Exercise: Using the listing below, keep only the lines with the word "seems" and copy them.

Record extracts:
----

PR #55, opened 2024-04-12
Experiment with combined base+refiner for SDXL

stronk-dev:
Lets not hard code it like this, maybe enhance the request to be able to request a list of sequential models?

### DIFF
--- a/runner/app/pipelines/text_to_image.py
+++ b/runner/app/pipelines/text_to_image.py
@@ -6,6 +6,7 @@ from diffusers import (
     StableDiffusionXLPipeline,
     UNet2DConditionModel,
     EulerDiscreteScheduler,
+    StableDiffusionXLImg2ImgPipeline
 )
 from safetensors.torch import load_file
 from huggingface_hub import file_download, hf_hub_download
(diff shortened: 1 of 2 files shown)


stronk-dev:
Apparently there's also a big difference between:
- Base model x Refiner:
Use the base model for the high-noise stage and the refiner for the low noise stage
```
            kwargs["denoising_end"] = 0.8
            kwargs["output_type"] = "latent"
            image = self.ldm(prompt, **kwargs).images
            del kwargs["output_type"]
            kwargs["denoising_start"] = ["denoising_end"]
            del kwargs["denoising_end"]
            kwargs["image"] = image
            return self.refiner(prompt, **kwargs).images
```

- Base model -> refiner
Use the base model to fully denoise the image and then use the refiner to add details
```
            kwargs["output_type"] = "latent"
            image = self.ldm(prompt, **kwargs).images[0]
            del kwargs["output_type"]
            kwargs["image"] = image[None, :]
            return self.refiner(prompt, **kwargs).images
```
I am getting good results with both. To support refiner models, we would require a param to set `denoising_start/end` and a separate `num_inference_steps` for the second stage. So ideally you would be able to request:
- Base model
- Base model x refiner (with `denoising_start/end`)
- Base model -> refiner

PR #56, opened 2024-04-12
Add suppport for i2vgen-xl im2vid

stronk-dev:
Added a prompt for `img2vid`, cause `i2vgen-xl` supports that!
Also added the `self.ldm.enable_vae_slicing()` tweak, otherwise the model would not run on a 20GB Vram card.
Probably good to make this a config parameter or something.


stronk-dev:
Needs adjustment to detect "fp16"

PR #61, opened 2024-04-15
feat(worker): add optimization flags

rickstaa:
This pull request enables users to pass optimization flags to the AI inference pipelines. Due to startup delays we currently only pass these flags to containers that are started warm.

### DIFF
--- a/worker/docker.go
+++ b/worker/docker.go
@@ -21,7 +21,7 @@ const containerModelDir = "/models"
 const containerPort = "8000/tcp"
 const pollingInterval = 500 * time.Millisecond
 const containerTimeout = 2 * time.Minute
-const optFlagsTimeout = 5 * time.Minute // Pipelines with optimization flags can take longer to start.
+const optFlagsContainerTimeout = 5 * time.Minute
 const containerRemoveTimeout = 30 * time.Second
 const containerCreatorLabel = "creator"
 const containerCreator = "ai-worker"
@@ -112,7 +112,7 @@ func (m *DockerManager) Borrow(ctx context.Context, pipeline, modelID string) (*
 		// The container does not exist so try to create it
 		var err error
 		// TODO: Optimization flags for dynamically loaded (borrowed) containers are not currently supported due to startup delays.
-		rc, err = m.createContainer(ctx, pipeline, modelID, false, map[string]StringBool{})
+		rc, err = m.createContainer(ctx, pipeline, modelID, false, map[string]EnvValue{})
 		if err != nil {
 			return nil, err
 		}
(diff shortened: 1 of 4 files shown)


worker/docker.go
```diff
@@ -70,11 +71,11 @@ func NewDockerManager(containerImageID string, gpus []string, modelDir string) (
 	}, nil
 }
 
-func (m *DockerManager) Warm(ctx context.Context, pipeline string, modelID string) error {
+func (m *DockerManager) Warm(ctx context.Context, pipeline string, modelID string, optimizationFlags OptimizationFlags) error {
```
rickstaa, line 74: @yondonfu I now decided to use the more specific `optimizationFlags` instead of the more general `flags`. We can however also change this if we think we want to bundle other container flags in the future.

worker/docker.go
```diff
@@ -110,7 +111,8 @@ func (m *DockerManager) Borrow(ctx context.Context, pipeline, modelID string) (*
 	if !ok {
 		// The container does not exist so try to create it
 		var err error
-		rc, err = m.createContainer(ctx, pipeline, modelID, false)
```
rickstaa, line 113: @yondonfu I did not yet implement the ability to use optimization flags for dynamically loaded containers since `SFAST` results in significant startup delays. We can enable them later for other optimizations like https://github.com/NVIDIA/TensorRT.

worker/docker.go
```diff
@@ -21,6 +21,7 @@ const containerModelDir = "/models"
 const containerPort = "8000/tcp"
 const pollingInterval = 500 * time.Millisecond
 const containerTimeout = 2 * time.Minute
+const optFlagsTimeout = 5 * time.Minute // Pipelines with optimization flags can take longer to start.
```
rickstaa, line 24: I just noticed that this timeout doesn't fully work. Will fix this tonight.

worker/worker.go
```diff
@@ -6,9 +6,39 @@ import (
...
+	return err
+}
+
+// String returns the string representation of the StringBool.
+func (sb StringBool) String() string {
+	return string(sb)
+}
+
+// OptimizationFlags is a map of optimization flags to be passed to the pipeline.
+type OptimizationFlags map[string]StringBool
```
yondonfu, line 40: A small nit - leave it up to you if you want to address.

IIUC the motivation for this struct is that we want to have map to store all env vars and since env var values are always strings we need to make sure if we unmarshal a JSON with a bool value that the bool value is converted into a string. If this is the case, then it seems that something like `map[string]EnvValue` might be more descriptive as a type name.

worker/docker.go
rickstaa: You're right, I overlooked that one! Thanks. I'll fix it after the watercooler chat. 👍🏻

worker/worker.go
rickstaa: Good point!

----

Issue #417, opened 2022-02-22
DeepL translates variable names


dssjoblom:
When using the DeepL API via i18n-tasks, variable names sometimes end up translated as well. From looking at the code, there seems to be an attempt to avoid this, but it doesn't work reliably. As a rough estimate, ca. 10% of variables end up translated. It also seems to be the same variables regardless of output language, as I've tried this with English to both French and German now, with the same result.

----

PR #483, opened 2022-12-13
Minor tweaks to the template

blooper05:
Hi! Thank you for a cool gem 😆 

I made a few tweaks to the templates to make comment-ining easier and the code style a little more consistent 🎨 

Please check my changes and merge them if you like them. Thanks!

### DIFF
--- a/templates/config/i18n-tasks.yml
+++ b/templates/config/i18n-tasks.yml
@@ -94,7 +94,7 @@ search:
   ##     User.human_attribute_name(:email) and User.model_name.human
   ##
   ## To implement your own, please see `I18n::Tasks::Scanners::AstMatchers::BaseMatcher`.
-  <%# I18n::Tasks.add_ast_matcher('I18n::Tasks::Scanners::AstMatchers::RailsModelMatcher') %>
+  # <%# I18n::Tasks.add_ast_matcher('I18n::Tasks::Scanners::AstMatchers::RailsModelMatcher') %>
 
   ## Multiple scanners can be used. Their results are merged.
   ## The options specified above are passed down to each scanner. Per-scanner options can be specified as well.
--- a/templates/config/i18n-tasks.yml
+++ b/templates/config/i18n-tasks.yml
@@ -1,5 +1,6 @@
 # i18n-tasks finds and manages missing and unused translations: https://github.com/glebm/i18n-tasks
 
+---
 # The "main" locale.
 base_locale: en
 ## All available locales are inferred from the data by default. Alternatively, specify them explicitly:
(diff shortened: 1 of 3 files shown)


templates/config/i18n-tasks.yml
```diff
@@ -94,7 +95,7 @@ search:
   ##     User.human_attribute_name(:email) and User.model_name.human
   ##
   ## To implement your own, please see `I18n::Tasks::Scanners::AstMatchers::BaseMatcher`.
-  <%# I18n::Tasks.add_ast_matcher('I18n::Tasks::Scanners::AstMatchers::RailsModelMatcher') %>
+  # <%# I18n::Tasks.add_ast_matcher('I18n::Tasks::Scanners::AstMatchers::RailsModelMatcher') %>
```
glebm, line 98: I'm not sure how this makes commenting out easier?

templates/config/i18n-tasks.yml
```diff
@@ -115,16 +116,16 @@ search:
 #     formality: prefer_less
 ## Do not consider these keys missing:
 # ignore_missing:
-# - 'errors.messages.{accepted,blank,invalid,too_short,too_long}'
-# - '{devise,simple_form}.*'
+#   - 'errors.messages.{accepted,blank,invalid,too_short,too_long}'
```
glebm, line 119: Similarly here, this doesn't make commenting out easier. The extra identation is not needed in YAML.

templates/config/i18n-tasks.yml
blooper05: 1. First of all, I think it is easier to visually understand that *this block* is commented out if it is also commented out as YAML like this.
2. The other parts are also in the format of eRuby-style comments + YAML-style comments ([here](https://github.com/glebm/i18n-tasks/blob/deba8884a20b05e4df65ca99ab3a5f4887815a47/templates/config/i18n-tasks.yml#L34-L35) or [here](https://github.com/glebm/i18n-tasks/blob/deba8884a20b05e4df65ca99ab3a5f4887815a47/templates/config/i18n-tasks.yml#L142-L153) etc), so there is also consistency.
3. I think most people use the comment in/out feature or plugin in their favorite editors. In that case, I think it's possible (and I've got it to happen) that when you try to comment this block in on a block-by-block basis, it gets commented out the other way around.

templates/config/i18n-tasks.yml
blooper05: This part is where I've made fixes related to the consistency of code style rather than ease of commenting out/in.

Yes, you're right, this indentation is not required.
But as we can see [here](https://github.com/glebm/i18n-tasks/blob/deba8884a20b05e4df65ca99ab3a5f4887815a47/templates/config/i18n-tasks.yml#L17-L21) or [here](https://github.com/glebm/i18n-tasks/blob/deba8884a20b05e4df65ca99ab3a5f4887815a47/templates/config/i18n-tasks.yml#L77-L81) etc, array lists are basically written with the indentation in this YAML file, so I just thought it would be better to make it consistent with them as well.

----

Solution:
IIUC the motivation for this struct is that we want to have map to store all env vars and since env var values are always strings we need to make sure if we unmarshal a JSON with a bool value that the bool value is converted into a string. If this is the case, then it seems that something like `map[string]EnvValue` might be more descriptive as a type name.
When using the DeepL API via i18n-tasks, variable names sometimes end up translated as well. From looking at the code, there seems to be an attempt to avoid this, but it doesn't work reliably. As a rough estimate, ca. 10% of variables end up translated. It also seems to be the same variables regardless of output language, as I've tried this with English to both French and German now, with the same result.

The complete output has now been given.